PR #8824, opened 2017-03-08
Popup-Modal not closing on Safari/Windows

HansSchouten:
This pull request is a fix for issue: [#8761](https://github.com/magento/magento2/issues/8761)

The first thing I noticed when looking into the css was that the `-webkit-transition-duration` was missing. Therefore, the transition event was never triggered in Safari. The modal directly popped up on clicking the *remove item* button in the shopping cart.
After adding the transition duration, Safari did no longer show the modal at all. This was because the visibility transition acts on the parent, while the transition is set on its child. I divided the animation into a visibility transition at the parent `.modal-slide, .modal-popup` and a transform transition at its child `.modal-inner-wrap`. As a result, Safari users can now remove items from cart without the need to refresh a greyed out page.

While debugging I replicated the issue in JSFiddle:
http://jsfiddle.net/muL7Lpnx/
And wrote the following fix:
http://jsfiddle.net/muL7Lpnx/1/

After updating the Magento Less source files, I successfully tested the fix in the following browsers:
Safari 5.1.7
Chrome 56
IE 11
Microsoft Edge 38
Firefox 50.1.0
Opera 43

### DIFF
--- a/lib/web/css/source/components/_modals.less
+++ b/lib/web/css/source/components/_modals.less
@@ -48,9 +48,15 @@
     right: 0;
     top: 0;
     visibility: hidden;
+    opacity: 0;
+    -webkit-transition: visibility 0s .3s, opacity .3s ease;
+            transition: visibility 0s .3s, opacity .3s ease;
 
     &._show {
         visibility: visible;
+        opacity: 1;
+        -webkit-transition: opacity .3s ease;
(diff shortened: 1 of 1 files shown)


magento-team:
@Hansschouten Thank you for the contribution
= = = =
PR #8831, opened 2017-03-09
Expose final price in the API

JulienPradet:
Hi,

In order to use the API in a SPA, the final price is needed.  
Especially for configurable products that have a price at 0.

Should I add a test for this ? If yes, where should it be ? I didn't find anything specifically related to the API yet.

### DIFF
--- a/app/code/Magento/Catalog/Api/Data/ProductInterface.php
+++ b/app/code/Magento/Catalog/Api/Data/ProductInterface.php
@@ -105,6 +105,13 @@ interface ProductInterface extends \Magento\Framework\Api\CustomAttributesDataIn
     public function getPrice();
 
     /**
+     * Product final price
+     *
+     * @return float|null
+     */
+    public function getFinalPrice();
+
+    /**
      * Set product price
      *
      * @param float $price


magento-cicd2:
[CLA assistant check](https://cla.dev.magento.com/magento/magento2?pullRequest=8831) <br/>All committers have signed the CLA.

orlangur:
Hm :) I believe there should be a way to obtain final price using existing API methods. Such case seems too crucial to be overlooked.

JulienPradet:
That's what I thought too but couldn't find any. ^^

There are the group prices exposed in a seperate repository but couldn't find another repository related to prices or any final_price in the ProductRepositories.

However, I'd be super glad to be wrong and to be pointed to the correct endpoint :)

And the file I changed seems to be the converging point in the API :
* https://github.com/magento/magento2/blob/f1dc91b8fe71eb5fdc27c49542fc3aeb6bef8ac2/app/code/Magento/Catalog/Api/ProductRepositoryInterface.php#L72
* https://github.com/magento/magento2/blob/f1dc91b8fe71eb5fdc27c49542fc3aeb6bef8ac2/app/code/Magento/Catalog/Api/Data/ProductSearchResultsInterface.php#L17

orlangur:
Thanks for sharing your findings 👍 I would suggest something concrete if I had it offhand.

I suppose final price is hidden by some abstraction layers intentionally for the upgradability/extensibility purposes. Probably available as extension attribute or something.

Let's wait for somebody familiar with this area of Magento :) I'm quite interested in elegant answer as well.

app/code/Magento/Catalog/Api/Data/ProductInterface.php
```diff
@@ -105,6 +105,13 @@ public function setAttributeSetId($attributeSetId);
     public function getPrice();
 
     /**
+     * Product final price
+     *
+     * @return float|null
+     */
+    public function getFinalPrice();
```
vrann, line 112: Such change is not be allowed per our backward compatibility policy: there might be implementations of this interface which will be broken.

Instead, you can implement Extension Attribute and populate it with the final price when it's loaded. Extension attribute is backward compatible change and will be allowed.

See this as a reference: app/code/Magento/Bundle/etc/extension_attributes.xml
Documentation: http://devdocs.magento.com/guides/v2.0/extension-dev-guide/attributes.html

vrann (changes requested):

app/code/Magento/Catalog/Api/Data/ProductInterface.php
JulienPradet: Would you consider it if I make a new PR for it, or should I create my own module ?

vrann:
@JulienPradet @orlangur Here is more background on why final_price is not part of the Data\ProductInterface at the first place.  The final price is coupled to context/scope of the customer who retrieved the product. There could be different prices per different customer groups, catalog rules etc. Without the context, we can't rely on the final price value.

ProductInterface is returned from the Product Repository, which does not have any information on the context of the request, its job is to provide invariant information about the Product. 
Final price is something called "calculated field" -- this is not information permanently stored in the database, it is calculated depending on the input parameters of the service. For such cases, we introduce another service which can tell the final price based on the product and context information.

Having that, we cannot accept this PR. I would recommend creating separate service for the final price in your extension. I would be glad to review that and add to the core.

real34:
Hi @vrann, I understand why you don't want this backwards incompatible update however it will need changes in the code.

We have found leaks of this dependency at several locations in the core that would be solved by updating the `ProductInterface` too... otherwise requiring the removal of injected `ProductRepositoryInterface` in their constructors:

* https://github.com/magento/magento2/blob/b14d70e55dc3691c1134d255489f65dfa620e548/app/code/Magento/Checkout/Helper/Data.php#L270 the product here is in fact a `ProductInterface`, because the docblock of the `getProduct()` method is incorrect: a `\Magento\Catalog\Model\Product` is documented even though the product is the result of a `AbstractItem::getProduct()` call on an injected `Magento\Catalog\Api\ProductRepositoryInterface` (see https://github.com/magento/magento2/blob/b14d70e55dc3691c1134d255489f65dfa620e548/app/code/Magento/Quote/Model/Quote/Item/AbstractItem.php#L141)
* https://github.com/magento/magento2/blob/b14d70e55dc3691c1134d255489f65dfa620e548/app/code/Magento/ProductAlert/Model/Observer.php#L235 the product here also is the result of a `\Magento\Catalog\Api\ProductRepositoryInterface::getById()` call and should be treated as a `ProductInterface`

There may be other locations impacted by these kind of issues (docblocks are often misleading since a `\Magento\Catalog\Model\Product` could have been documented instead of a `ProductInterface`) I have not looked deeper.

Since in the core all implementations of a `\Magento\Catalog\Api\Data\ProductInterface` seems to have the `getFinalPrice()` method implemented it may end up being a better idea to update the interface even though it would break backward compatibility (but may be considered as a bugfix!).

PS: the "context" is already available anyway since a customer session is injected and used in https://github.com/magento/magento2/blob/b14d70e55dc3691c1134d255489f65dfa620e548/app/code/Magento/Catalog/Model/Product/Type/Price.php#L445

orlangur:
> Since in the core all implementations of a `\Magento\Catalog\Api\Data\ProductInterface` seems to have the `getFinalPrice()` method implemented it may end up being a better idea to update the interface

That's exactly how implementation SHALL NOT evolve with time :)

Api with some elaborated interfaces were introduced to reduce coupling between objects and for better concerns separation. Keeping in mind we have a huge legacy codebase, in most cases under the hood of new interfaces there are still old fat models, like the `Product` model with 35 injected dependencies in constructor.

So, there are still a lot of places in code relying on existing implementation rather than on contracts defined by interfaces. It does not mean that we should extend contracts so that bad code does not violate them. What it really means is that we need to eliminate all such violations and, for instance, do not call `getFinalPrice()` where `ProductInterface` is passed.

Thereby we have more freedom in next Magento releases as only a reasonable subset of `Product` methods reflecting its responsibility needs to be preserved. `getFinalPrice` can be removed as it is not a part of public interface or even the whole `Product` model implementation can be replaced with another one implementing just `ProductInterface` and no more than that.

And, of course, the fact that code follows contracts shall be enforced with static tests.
= = = =
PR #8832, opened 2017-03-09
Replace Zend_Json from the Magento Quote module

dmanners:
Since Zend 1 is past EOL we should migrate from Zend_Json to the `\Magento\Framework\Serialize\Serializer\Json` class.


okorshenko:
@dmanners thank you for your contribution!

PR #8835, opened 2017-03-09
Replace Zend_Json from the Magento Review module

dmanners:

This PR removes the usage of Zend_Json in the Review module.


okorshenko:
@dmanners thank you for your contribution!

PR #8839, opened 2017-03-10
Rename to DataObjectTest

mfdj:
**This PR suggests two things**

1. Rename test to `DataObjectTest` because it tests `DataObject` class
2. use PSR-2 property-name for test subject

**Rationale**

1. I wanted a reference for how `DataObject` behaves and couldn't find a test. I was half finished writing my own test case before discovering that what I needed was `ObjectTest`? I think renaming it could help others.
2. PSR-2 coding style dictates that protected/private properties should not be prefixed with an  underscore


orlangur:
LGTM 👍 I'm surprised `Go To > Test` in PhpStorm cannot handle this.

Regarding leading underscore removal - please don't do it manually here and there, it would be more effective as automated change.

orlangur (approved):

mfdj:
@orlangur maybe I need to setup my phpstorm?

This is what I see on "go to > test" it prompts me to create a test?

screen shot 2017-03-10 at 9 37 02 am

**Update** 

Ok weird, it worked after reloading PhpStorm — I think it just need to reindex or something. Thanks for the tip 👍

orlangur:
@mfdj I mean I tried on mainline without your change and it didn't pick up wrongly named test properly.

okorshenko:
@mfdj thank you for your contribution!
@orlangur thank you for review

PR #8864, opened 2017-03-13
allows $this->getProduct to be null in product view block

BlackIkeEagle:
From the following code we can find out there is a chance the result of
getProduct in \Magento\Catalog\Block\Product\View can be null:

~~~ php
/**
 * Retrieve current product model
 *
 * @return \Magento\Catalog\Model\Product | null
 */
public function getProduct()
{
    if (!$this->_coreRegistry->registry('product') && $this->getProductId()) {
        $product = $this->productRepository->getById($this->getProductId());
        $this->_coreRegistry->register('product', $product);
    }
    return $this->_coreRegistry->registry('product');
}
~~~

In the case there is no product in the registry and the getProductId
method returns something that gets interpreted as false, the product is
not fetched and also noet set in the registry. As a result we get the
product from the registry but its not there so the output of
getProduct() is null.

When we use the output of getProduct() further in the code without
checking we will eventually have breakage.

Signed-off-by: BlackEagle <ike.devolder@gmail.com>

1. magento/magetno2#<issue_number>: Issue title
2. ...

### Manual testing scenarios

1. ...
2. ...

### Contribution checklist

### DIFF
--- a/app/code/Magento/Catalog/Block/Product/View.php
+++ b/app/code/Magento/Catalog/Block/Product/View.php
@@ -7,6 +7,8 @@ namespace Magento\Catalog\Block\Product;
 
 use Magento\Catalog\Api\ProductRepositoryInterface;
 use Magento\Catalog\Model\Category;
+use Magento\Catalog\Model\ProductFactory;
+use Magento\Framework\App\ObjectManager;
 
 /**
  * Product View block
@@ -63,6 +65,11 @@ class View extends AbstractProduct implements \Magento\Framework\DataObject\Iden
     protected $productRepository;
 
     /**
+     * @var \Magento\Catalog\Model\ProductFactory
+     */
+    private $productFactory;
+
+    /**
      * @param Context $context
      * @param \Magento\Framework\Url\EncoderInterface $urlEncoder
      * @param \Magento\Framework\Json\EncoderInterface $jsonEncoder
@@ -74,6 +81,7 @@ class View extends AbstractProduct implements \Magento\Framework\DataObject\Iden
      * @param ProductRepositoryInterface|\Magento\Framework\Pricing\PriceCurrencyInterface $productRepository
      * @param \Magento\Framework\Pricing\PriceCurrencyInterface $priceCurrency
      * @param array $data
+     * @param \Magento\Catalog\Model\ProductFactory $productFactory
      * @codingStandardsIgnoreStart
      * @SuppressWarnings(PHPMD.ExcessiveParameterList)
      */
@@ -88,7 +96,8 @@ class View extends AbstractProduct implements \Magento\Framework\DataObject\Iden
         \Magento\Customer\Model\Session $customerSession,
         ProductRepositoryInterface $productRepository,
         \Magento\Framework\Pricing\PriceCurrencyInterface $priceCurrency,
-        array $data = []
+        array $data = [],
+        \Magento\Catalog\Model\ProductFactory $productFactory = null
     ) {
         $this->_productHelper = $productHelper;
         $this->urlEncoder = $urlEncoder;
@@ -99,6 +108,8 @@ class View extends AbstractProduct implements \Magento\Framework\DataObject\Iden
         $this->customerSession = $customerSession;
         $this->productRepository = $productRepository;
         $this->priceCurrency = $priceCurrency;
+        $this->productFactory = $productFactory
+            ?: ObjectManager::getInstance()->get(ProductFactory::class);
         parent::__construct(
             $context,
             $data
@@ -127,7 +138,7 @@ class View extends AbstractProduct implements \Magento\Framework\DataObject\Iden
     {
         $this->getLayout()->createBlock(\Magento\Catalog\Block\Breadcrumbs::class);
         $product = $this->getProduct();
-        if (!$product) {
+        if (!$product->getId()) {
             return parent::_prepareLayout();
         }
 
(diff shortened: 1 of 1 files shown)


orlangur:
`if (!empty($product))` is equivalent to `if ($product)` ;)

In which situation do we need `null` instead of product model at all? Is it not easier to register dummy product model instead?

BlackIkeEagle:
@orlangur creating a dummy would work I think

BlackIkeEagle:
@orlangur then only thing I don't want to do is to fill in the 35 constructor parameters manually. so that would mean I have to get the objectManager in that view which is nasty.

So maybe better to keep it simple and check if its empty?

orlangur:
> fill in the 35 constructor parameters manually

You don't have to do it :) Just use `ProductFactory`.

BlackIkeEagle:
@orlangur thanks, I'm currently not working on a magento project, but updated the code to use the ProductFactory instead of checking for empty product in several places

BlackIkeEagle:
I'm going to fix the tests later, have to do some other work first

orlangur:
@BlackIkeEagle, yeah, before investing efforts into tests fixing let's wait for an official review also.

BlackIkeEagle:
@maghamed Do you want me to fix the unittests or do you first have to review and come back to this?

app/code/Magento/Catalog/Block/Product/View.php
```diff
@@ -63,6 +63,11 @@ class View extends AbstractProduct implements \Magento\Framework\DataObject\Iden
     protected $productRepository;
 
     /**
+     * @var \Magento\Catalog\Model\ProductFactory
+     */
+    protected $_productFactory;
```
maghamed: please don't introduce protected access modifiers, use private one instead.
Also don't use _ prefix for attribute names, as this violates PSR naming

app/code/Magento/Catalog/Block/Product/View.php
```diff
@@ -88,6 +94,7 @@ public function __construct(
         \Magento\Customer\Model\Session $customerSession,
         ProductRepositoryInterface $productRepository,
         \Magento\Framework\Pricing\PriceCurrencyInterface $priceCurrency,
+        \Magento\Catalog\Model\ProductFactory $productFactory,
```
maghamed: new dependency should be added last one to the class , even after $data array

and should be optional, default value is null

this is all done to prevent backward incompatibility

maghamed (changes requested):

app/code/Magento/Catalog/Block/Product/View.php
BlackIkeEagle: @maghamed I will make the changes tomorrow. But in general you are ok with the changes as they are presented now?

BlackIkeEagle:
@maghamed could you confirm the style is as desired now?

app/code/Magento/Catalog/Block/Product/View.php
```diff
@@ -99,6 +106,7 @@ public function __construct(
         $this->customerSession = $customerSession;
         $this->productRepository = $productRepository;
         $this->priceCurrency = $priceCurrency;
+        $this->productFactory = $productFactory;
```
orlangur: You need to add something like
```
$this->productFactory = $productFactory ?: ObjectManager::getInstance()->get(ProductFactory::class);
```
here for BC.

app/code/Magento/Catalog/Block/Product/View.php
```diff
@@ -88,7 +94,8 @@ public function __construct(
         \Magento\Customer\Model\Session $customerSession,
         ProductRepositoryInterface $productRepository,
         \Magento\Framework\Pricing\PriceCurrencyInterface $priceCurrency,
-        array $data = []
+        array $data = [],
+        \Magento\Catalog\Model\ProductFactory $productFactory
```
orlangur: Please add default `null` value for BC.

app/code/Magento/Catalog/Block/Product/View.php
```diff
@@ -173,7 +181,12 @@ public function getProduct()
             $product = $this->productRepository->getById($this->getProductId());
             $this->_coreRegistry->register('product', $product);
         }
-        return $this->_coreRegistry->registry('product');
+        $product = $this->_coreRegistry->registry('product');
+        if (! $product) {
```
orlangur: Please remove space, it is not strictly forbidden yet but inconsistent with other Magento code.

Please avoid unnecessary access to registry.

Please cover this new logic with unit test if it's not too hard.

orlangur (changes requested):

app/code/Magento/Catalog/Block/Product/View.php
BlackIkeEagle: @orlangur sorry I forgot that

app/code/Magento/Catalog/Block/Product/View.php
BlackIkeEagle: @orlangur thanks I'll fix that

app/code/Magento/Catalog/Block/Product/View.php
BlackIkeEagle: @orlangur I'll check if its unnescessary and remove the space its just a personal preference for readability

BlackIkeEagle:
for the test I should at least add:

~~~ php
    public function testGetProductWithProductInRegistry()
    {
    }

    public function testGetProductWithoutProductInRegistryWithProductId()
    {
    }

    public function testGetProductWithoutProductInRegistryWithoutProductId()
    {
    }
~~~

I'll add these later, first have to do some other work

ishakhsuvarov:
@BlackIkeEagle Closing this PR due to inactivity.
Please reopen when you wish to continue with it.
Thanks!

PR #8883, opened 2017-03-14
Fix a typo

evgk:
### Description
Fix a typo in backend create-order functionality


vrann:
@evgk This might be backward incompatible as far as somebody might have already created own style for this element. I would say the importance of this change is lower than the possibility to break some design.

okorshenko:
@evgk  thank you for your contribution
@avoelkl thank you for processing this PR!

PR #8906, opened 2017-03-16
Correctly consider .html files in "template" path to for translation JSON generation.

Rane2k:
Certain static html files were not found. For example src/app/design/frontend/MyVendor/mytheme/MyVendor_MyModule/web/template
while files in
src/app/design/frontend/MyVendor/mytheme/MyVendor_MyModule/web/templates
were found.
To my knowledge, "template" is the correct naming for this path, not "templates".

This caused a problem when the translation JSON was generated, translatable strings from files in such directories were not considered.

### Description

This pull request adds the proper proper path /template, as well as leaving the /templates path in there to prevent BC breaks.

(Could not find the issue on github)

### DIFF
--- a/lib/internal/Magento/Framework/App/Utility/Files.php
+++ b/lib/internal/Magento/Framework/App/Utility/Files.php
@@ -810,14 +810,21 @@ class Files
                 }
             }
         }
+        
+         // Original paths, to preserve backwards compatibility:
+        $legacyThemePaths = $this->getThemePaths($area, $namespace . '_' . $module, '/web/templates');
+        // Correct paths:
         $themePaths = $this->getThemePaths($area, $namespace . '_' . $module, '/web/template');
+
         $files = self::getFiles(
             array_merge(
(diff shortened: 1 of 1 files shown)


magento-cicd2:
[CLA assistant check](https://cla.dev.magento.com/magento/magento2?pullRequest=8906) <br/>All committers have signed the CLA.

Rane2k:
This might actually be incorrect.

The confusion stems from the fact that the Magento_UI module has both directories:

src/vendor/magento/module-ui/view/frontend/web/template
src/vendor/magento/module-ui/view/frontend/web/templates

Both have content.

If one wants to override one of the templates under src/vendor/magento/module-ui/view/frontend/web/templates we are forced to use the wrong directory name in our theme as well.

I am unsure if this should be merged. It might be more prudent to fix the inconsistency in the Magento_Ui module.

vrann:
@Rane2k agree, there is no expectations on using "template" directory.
= = = =
(PROBLEM TO WORK ON)
Repeat, word for word, the lines above between the line holding "Ok weird, it" and the line holding "if (!$this->_coreRegistry->registry('product') &&", inclusive; omit everything else.

(ANSWER SPACE)
Ok weird, it worked after reloading PhpStorm — I think it just need to reindex or something. Thanks for the tip 👍

orlangur:
@mfdj I mean I tried on mainline without your change and it didn't pick up wrongly named test properly.

okorshenko:
@mfdj thank you for your contribution!
@orlangur thank you for review

PR #8864, opened 2017-03-13
allows $this->getProduct to be null in product view block

BlackIkeEagle:
From the following code we can find out there is a chance the result of
getProduct in \Magento\Catalog\Block\Product\View can be null:

~~~ php
/**
 * Retrieve current product model
 *
 * @return \Magento\Catalog\Model\Product | null
 */
public function getProduct()
{
    if (!$this->_coreRegistry->registry('product') && $this->getProductId()) {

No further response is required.